• Requirement
After reading the records, print them all again exactly as they stand.

• Task input
PR #417, opened 2023-03-06
Extract some changes in #410 that are unrelated to conversions

cabo:
Wouldn't mind if we could get these editorials merged quickly so the bulk of the other PRs shrinks a bit.


glyn (approved):
LGTM, thanks.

• Response box
PR #417, opened 2023-03-06
Extract some changes in #410 that are unrelated to conversions

cabo:
Wouldn't mind if we could get these editorials merged quickly so the bulk of the other PRs shrinks a bit.


glyn (approved):
LGTM, thanks.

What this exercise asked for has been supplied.